Each entity and chunk stores:

Original content
Vector embedding (for semantic search)
Metadata (source, timestamps, author, etc.)
Relations to other entities (optional)

Search Modes

Ballast supports multiple search strategies:

Semantic Search

Converts your query to a vector embedding and finds chunks with similar vectors. Best for natural language questions:

What's our policy on remote work?

Keyword Search

Traditional text matching. Best for exact terms, code, or identifiers:

TICKET-1234

Hybrid Search

Combines semantic and keyword approaches. Balances meaning with exact matches.

Query Expansion

AI generates variations of your query to improve recall.
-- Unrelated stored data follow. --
Issue #1318, opened 2026-04-08
Enhance maturity badges with icons and extend to collection detail pages


WilliamBerryiii:
## Summary

Enhance the existing maturity badge system with icon support and extend badge rendering to individual collection detail pages, not just the overview card grid.

## Current State

The Docusaurus site already renders color-coded text badges for three maturity levels on the collection card grid:

- **Stable** — green badge (`--ifm-color-success`)
- **Preview** — yellow badge (`--ifm-color-warning`)
- **Experimental** — blue badge (`--ifm-color-info`)

Relevant files:

- `docs/docusaurus/src/components/CollectionCards/index.tsx` — renders `<span>` badges with maturity text
- `docs/docusaurus/src/components/CollectionCards/styles.module.css` — CSS classes for `.maturityBadge`, `.maturityStable`, `.maturityPreview`, `.maturityExperimental`
- `docs/docusaurus/src/data/collectionCards.ts` — hard-coded `maturity: 'Stable' | 'Preview' | 'Experimental'` values

### 1. Add icons alongside maturity text

Add a small SVG or emoji icon next to each badge label to improve scannability:

| Level        | Suggested Icon | Rationale                       |
|--------------|----------------|---------------------------------|
| Stable       | ✅ or 🟢       | Universally understood as "good to go" |
| Preview      | 🔶 or ⚠️       | Signals caution without alarm   |
| Experimental | 🧪 or 🔬       | Clearly conveys "lab / early stage" |

### 2. Extend badges to collection detail pages

When Issue #1317 generates individual Docusaurus collection pages from YAML manifests, each detail page should display its maturity badge prominently (e.g., in the page header or alongside the collection title).

### 3. Reconcile maturity value casing

Collection YAML manifests use lowercase (`maturity: experimental`), while the Docusaurus component expects title-case (`Experimental`). Normalize during data ingestion so the badge component receives consistent values.

### 4. Add tooltips or legend

Consider adding a tooltip on hover or a small legend section explaining what each maturity level means for consumers of the collection.

## Relationship to Other Issues

- Depends on or enhances #1317 (Dynamically generate Docusaurus collection pages from YAML manifests)
- The data-driven badge rendering in #1317 Phase 1 provides the foundation; this issue covers the visual and UX improvements on top of that foundation

## Acceptance Criteria

- [ ] Maturity badges include an icon (SVG or emoji) alongside the text label
- [ ] Collection detail pages (from #1317) display maturity badges
[...]

Issue #1317, opened 2026-04-08
Dynamically generate Docusaurus collection pages from YAML manifests


WilliamBerryiii:
## Summary

After PR #1316 (closes #1256) introduced auto-generated `collection.md` files from YAML manifests for GitHub and extension packaging, Docusaurus still maintains **two parallel, hand-coded data sources** that duplicate information already available in the collection YAML manifests. These should be replaced with dynamically generated content sourced from the same YAML manifests.

## Problem

The Docusaurus site has two hand-maintained sources that duplicate collection metadata:

1. **`docs/getting-started/collections.md`** — A manually written table listing all 14 collections with descriptions, per-type artifact counts (Agents, Prompts, Instructions, Skills), maturity levels, and marketplace install links. Also includes a Mermaid dependency diagram.

2. **`docs/docusaurus/src/data/collectionCards.ts`** — 12 hard-coded `CollectionCardDefinition` objects with name, description, maturity, and href fields. The `resolveCollectionCards(counts)` function merges artifact counts from `customFields.collectionCounts` at runtime.

When a collection is added, renamed, or updated, maintainers must update **three separate locations**: the YAML manifest, `collections.md`, and `collectionCards.ts`. This creates drift risk and maintenance overhead.

## Existing Infrastructure

`docusaurus.config.js` already reads collection YAML manifests at build time via `countYamlPaths()` to populate `customFields.collectionCounts`, which feeds artifact count badges on the homepage. This means the YAML-to-Docusaurus pipeline partially exists — it just needs to be extended to cover descriptions, maturity, and page content.

### Phase 1: Replace `collectionCards.ts` hard-coded definitions

- Source card definitions (name, description, maturity, href) from collection YAML manifests at build time via `docusaurus.config.js` custom fields.
- Remove the 12 hard-coded `CollectionCardDefinition` objects from `collectionCards.ts`.
- Keep `resolveCollectionCards()` as a thin adapter that merges the YAML-sourced definitions with counts.

### Phase 2: Auto-generate the `collections.md` page

- Generate `docs/getting-started/collections.md` (or a replacement) from collection YAML manifests and their companion `collection.md` files.
- Preserve the existing table structure (description, artifact counts, maturity, install links) but source all data dynamically.
- Consider whether the Mermaid dependency diagram can also be generated from manifest metadata.

### Phase 3: Add per-collection Docusaurus pages (optional)

[...]

PR #2852, opened 2026-09-06
feat(docs): enhance maturity badges with icons and tests (#1318)

PratikWayase:
## Description
Enhances the existing maturity badge system with icon support, accessible tooltips, and robust YAML ingestion guardrails. The previously inline badge logic in `PackageCards` has been extracted into a reusable `MaturityBadge` component to ensure UI consistency across the site.

Key changes include:
-   **Icons & Enterprise Wording**: Emojis (`✅`, `🔶`, `🧪`) are rendered alongside updated, professional glossary text (e.g., "Production-ready / GA") for better scannability.
-   **Accessibility (WCAG Compliant)**: Replaced the inaccessible `title` attribute with a CSS-only tooltip driven by `:focus-within` and `:hover`. The badge is now a focusable element associated with the tooltip via `aria-describedby`, ensuring keyboard and touch users can access definitions.
-   **Dead Click Zone Fix**: Applied `pointer-events: none` to the badge wrapper so clicks pass through to the card's stretched link overlay. The badge also accepts an `href` prop to act as a valid navigation link matching the card's destination.
-   **Unknown State & Guardrails**: Added an explicit `'Unknown'` fallback state (❓ icon) for unrecognized YAML values instead of silently defaulting to Experimental. Includes a dev-only `console.warn` guardrail to catch manifest typos early.
-   **Reusability**: Extracted into `docs/docusaurus/src/components/MaturityBadge/index.tsx` with a `size` prop (`sm` / `md`) for upcoming collection detail pages.

## Related Issue(s)
Relates to #1318
Relates to #1317 (Dynamically generate Docusaurus collection pages from YAML manifests)

> **Note:** This PR addresses the UI/UX, Accessibility, and CSS layout blockers for the maturity badges. The backend logic to dynamically generate Docusaurus collection detail pages from YAML manifests will be scoped into a separate PR to keep the commit history clean.

## Type of Change

Select all that apply:

**Code & Documentation:**

-   [ ] Bug fix (non-breaking change fixing an issue)
-   [x] New feature (non-breaking change adding functionality)
-   [ ] Breaking change (fix or feature causing existing functionality to change)
-   [ ] Documentation update

-   [ ] GitHub Actions workflow
-   [ ] Linting configuration (markdown, PowerShell, etc.)
-   [ ] Security configuration
-   [ ] DevContainer configuration
-   [ ] Dependency update

**AI Artifacts:**

-   [ ] Reviewed contribution with `hve-builder` and addressed all actionable findings
-   [ ] Copilot instructions (`.github/instructions/*.instructions.md`)
-   [ ] Copilot prompt (`.github/prompts/*.prompt.md`)
-   [ ] Copilot agent (`.github/agents/*.agent.md`)
-   [ ] Copilot skill (`.github/skills/*/SKILL.md`)
-   [ ] Copilot hook (`.github/hooks/*/*.json`)
-   [ ] Eval spec added/updated for changed AI artifacts (`evals/`)

## Testing

-   Created a new Jest test suite at `docs/docusaurus/src/components/MaturityBadge/__tests__/index.test.tsx`.
-   Tested the `normalizeMaturity()` function to verify lowercase YAML values map correctly to Title-case.
-   Verified the `'Unknown'` fallback state renders correctly for invalid/empty inputs and logs a dev warning.
-   Used `it.each` to verify all maturity levels render correct icons, CSS classes, and accessible tooltip content.
-   Included `jest-axe` accessibility testing to ensure no a11y violations.
-   Ran `npm run validate:docs` locally to confirm all 95 tests and validation checks pass.

### BEFORE

image

### AFTER

image

### Required Checks

-   [x] Documentation is updated (if applicable)
-   [x] Files follow existing naming conventions
-   [x] Changes are backwards compatible (if applicable)
-   [x] Tests added for new functionality (if applicable)

### Required Local Checks

-   [x] Local validation aggregate: `npm run validate:local`
-   [x] Documentation validation (if docs changed): `npm run validate:docs`
-   [x] Spell checking: `npm run spell-check`
-   [x] Link validation: `npm run lint:md-links`

## Security Considerations

-   [x] This PR does not contain any sensitive or NDA information
-   [x] Any new dependencies have been reviewed for security issues
-   [x] Security-related scripts follow the principle of least privilege

## Additional Notes

This PR prepares the UI foundation for Issue #1317. Once the dynamically generated collection detail pages are created, they can simply import `<MaturityBadge maturity={frontMatter.maturity} size="md" />` to display consistent, accessible badges on those pages as well.


docs/docusaurus/src/components/MaturityBadge/index.tsx
```diff
@@ -0,0 +1,53 @@
...
+import styles from './styles.module.css';
+
+export type MaturityLevel = 'Stable' | 'Preview' | 'Experimental';
+
+//  Normalize casing from YAML (lowercase) to Title-case
+export function normalizeMaturity(maturity: string): MaturityLevel {
+  const lower = maturity.toLowerCase();
+  if (lower === 'stable') return 'Stable';
+  if (lower === 'preview') return 'Preview';
+  return 'Experimental';
```
WilliamBerryiii: Could we handle `experimental` explicitly and reject or visibly represent unsupported values? The current catch-all silently classifies typos, empty strings, and future values as a real `Experimental` status, while widening `PackageMaturity` to `string` removes the earlier compile-time protection. Please constrain the accepted values or add an explicit unknown/error state, and update the unknown-value test to verify that behavior.

docs/docusaurus/src/components/MaturityBadge/styles.module.css
```diff
@@ -0,0 +1,41 @@
...
+  font-size: 12px;
+  font-weight: 600;
+  text-transform: uppercase;
+  letter-spacing: 0.5px;
+  padding: 2px 8px;
+  border-radius: 2px;
+  line-height: 16px;
+  flex-shrink: 0;
+  position: relative;
+  z-index: 1;
```
WilliamBerryiii: Could we keep this passive badge from intercepting the card's stretched link? `PackageCards` uses `.packageName::after { position: absolute; inset: 0; }` to make the card clickable, but this positioned `z-index` layer sits above that overlay and creates a dead click area over the badge. Removing the stacking rule, using an appropriate pointer-events treatment, or making the area follow the same destination would resolve it; an integration test that clicks the badge area would guard the behavior.

docs/docusaurus/src/components/MaturityBadge/index.tsx
```diff
@@ -0,0 +1,53 @@
...
+  size?: 'sm' | 'md';
+}
+
+export default function MaturityBadge({ maturity, size = 'sm' }: MaturityBadgeProps): React.ReactElement {
+  const normalized = normalizeMaturity(maturity);
+  const config = maturityConfig[normalized];
+
+  return (
+    <span
+      className={`${styles.maturityBadge} ${config.className} ${size === 'md' ? styles.maturityBadgeMd : ''}`}
```
WilliamBerryiii: Please replace the title-only glossary before merge. This `span` is not focusable, so keyboard users cannot reveal the definition, and touch users have no reliable discovery path; `aria-label` does not provide an equivalent visual path. Static `jest-axe` and attribute assertions cannot decide WCAG 2.1.1 or 1.4.13 interaction behavior. Prefer an always-visible legend, or use a focusable information trigger with an authored tooltip/popover associated through `aria-describedby`, then verify keyboard, hover/focus, dismissal, and touch behavior.

WilliamBerryiii (changes requested):
Thank you for this contribution, @PratikWayase. Extracting the maturity badge into a reusable component improves consistency, and the focused tests cover the recognized variants well; I also confirmed that `npm run validate:docs` and `npm run lint:md-links` pass against this head.

I am requesting changes for one accessibility blocker and two functional concerns detailed inline. Please also either complete the collection-detail-page criteria from #1318 or adjust the issue scope and `Fixes` linkage, then record the passing validation and clear the blocked merge state before merge. Comment on any of the suggestions if you would like to discuss the implementation path.

PratikWayase:
Hii @WilliamBerryiii, I've resolved all three blocks, replaced the title attribute with an accessible CSS-only tooltip, fixed the dead click zone viz pointer events, and added a strict unknown fallback state with dev guardrails instead of silently defaulting to experimental.

This PR focuses solely on UI/UX, accessibility, and CSS layout improvements for maturity badges The dynamic YAML collection page generation will be scoped into a separate PR to keep history clean. All 95 tests and validation checks are passing against the head.

jkim323 (approved):

WilliamBerryiii (approved):

docs/docusaurus/src/components/MaturityBadge/index.tsx
```diff
@@ -0,0 +1,93 @@
...
+  return (
+    // badgeWrapper handles visual styling but passes clicks through to the card
+    <span className={`${styles.badgeWrapper} ${config.className} ${size === 'md' ? styles.maturityBadgeMd : ''}`}>
+      <Component {...componentProps} aria-describedby={tooltipId}>
+        <span className={styles.maturityIcon} aria-hidden="true">{config.icon}</span>
+        {config.label}
+      </Component>
+      
+      {/* CSS-Only Tooltip for A11y (Hover/Focus) */}
+      <span id={tooltipId} role="tooltip" className={styles.tooltip}>
```
rezatnoMsirhC: Thanks for reworking the tooltip. It looks like this span is causing the Docusaurus Tests failure in `e2e/package-card-disclosure.spec.ts` (all five "keeps expanded contents usable" scenarios report `controlsDoNotOverlap: false`). At line 87 the spec finds the disclosure panel with `element.querySelector('[id][class]')`. This tooltip also has an `id` and a `class` and comes earlier in the card, so the geometry check measures the tooltip instead of the panel. Could we make the spec look up the panel through the button's `aria-controls`? That way it doesn't depend on the order of the markup:

```ts
const buttonElement = element.querySelector('button[aria-controls]');
const panelId = buttonElement?.getAttribute('aria-controls');
const panelElement = panelId ? element.querySelector(`[id="${panelId}"]`) : null;
```

docs/docusaurus/src/components/MaturityBadge/index.tsx
```diff
@@ -0,0 +1,93 @@
...
+
+export default function MaturityBadge({ maturity, size = 'sm', href }: MaturityBadgeProps): React.ReactElement {
+  const normalized = normalizeMaturity(maturity);
+  const config = normalized === 'Unknown' ? UNKNOWN_MATURITY_DEFINITION : MATURITY_DEFINITIONS[normalized as KnownMaturity];
+  const tooltipId = useId();
+
+  const Component = href ? 'a' : 'span';
+  const componentProps = href 
+    ? { href, className: styles.badgeLink } 
+    : { tabIndex: 0, role: 'button' as const, className: styles.badgeLink };
```
rezatnoMsirhC: Thanks for making the badge focusable. When there's no `href`, this renders `role="button"` on a span, so screen readers will call it a button, but Enter and Space don't do anything. The [ARIA button pattern](https://www.w3.org/WAI/ARIA/apg/patterns/button/) expects a button to activate on those keys. `PackageCard` always passes `href` today, so this only affects future pages that use the badge without a link. Could we use a native `<button type="button">` as the tooltip trigger instead? It's focusable and exposes the right role without `tabIndex` or `role`, which fits the [tooltip pattern](https://www.w3.org/WAI/ARIA/apg/patterns/tooltip/). You'd probably also need to reset `border`, `background` and `font` on `.badgeLink`, and update the "renders as a focusable span" test.

```suggestion
  const Component = href ? 'a' : 'button';
  const componentProps = href
    ? { href, className: styles.badgeLink }
    : { type: 'button' as const, className: styles.badgeLink };
```

docs/docusaurus/src/components/MaturityBadge/styles.module.css
```diff
@@ -0,0 +1,143 @@
...
+  visibility: hidden;
+  transition: opacity 0.2s ease, visibility 0.2s ease, transform 0.2s ease;
+}
+
+.badgeWrapper:hover .tooltip,
+.badgeWrapper:focus-within .tooltip {
+  opacity: 1;
+  visibility: visible;
+  transform: translateX(-50%) translateY(4px); 
+}
```
rezatnoMsirhC, line 70: Thanks for replacing `title` with a focus-reachable tooltip. That fixes the keyboard access issue. I think two parts of [WCAG 1.4.13 Content on Hover or Focus](https://www.w3.org/WAI/WCAG22/Understanding/content-on-hover-or-focus.html) might still be missing. First, the tooltip and the wrapper both have `pointer-events: none`, so moving the pointer from the badge onto the tooltip probably makes it disappear. The criterion expects people to be able to hover over the tooltip itself. Second, pressing Escape can't hide it, because a CSS-only tooltip can't handle that key. Could you check both in a browser? The hover part might just need pointer events turned back on while the tooltip is visible, plus possibly a small bridge over the 4px gap. Escape would need a little state, for example a `hidden` flag that `onKeyDown` sets and `onBlur`/`onMouseLeave` resets.

```suggestion
.badgeWrapper:hover .tooltip,
.badgeWrapper:focus-within .tooltip {
  opacity: 1;
  visibility: visible;
  pointer-events: auto;
  transform: translateX(-50%) translateY(4px);
}
```

docs/docusaurus/src/data/packageCards.ts
```diff
@@ -2,7 +2,7 @@
 // SPDX-License-Identifier: MIT
 import { labelRegistry } from './labelRegistry';
 
-export type PackageMaturity =
+export type PackageMaturity =
```
rezatnoMsirhC: Nit: It looks like the only change here is a trailing space after `=`. Could we revert it so this file drops out of the diff?

```suggestion
export type PackageMaturity =
```

WilliamBerryiii: Resolved in `d51809367` and preserved on current head `82a37158a`. The trailing whitespace was removed, and `docs/docusaurus/src/data/packageCards.ts` no longer appears in the PR diff against current `main`. The complete PR diff also passes `git diff --check`.

docs/docusaurus/src/components/MaturityBadge/index.tsx
WilliamBerryiii: Resolved in `949525d1b` with a stronger native-semantics contract. `MaturityBadgeProps.href` is now required and the trigger always renders as a native link, so the nonfunctional `role="button"` span path no longer exists. Accessibility lint, TypeScript, focused unit tests, and browser tests all pass after the latest `main` merge.

docs/docusaurus/src/components/MaturityBadge/index.tsx
WilliamBerryiii: Resolved in `949525d1b` and preserved on current head `82a37158a`. The responsive geometry test now reads the disclosure button's `aria-controls`, escapes that ID with `CSS.escape`, and queries the exact controlled panel instead of relying on `[id][class]` markup order. After merging latest `main`, all 7 focused package-card Playwright cases pass, including desktop, 996px, 768px, 320px, and 200% text.

docs/docusaurus/src/components/MaturityBadge/styles.module.css
WilliamBerryiii: Resolved in `949525d1b` and revalidated on current head `82a37158a`. The tooltip now has `pointer-events: auto`; React state dismisses it on Escape without moving focus and resets on blur or pointer re-entry. The focused Playwright test verifies the computed description, focus visibility, Escape dismissal, trigger hover, and moving the pointer onto the tooltip without hiding it. All 7 focused browser cases pass after merging latest `main`.

jkim323 (approved):

PR #2932, opened 2026-09-18
fix(evals): repair dt-coach write-failure and decline graders

### LINKED ISSUE #2931: fix(evals): dt-coach write-failure stimulus does not fire on Linux and decline grader is phrasing-locked
## Summary

The `dt-coach-state-write-failure-recovery` stimulus in the blocking `agent-behavior` suite does not exercise the scenario it claims to test when the suite runs on `ubuntu-latest`, and a second dt-coach grader rejects correct answers because it is locked to three near-verbatim phrasings.

### 1. The write-failure simulation does not fire on Linux

`evals/agent-behavior/stimuli/dt-coach.yml` simulates a state-write failure with a `tool_overrides` pattern whose `match` is `(Set-Content|Out-File|WriteAllText)`. Those are PowerShell cmdlets.

`node_modules/@microsoft/vally/dist/executor/simulation.js` resolves overrides in two stages. The key aliases correctly across shells:

```js
const SHELL_TOOLS = ["bash", "shell", "powershell"];
// "Shell tools alias one another, so a `bash` override also answers
//  `shell`/`powershell` calls (and vice versa)."
```

But the pattern is then tested against the rendered command:

```js
if (new RegExp(pattern.match, "i").test(command)) { ... }
...
return null; // no pattern matched, no default -> run the real tool
```

A POSIX write such as `tee`, `printf`, or redirection matches none of the PowerShell cmdlets, so the override returns `null` and the real write executes.

Observed grader results on `ubuntu-latest` (CI run 35273935214) versus Windows:

| Grader | Linux CI | Windows local |
|--------|----------|---------------|
| `coach-write-failure-and-recovery-reported` | 5 of 5 | 5 of 5 |
| `coach-state-writer-failure-observed` | **0 of 5** | 5 of 5 |
| `coach-failure-preserves-durable-state` | 5 of 5 | 5 of 5 |
| `coach-failed-write-workspace-unchanged` | **4 of 5** | 5 of 5 |

The `4 of 5` on workspace-unchanged is consistent with a write that genuinely succeeded in one trial. Meanwhile `coach-write-failure-and-recovery-reported` still passed 5 of 5, because the stimulus prompt instructs the agent to report a failure and the grader is `output-matches`, so it is satisfied by narration.

`coach-state-writer-failure-observed` also anchors its tool matcher to `^powershell$`, which cannot match a tool named `bash` or `shell`.

### 2. `no-reoffer-after-method-5-decline` is phrasing-locked

Current pattern:

```text
(?i)(do not re[- ]offer|no further customer[- ]card prompts|respect.*decline)
```

Three of five plausible correct responses fail it:

| Response | Matches |
|----------|---------|
| `No - the team declined at this checkpoint, so I won't bring it up again this run.` | No |
| `Since they already said no, I'll leave the customer-card offer alone and move on.` | No |
| `We should not ask again; the decline stands for this checkpoint.` | No |
| `I will respect that decline and not raise it again.` | Yes |
| `Do not re-offer the customer card.` | Yes |

Observed pass rate: 1 of 5 on Linux, 2 of 5 on Windows.

## Impact

`evals/agent-behavior/stimuli/dt-coach.yml` carries no `advisory` tags and `evals/agent-behavior/eval.yaml` sets `scoring.threshold: 0.7`, so this suite gates `PR Validation`. One stimulus reports green on a scenario it never runs, and another fails correct behavior.

## Out of scope for this issue

* `prompt-dt-start-project-write-failure` in `evals/behavior-conformance/prompts.eval.yaml` uses the same `^powershell$` coupling. That spec is advisory, so its failures are absorbed silently. Recorded as a probable sibling instance.
* `dt-coach-method-5-deck-offer` passes 3 of 5, but its graders already accept six alternatives including `missing` and `not yet`. A miss means the coach mentioned none of them, which is behavior variance rather than a grader defect. No change warranted.

## Related follow-up

While investigating, the coached agent was observed responding to the injected write failure by attempting five or more successive write variants until it exhausted `max_agent_duration: 110s`, instead of reporting the failure as the prompt asks. No current grader detects this. Raising the duration bound is explicitly **not** the remedy: `.copilot-tracking/plans/2026-09-14/rai-ev-02-behavior-eval-repairs-plan.md` already rejected `constraints.max_agent_duration` adjustment because it "would mask the defect rather than fix it". This likely needs an agent-level fix in `.github/agents/design-thinking/dt-coach.agent.md` and is tracked separately from the grader repairs.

For “remote work policy”, it might also search for “work from home guidelines” and “distributed team rules”.

Federated Search

For some sources (databases, external APIs), Ballast queries the source in real-time rather than searching a local index. This ensures results are always fresh.

AI Features

Ballast integrates AI throughout the search pipeline:

Filter Interpretation: Extract structured filters from natural language (“emails from Sarah last week” → author filter + date range)
Reranking: Use Cohere or Jina to reorder results by relevance
Answer Generation: Synthesize answers from top search results
Chart Generation: Create visualizations from structured data
Query Routing: Automatically select the best search strategy

API Keys and Scopes

API keys provide programmatic access. Each key has a scope:

Scope	Access
Collection	Single collection only
Organization	All collections in org
User	Includes personal sources

Keys are prefixed with bk_ and stored as bcrypt hashes—even Ballast can’t retrieve your key after creation.

Access Control

Collections use role-based access:

Role	Permissions
Viewer	Search and browse
Editor	Add sources, configure sync
Admin	Manage members, API keys
Owner	Full control, delete collection

Organization-level roles (Admin, Owner) provide cross-collection permissions.

Sync and Scheduling

Syncs can be:

Manual: Triggered via UI or API
Scheduled: Cron-based (every 15 minutes, hourly, daily)
Webhook-triggered: Real-time for supported sources

Ballast uses incremental sync where possible—only fetching content that changed since the last sync. Sync cursors track progress for reliable resumption.

Dashboards

The Chat interface can generate visualizations. Save these as dashboards:

Live Dashboards: Auto-refresh on schedule
Snapshots: Frozen point-in-time view
Published Dashboards: Shareable via public URL (with optional password)

Dashboards support custom layouts—rearrange, resize, and organize charts as needed.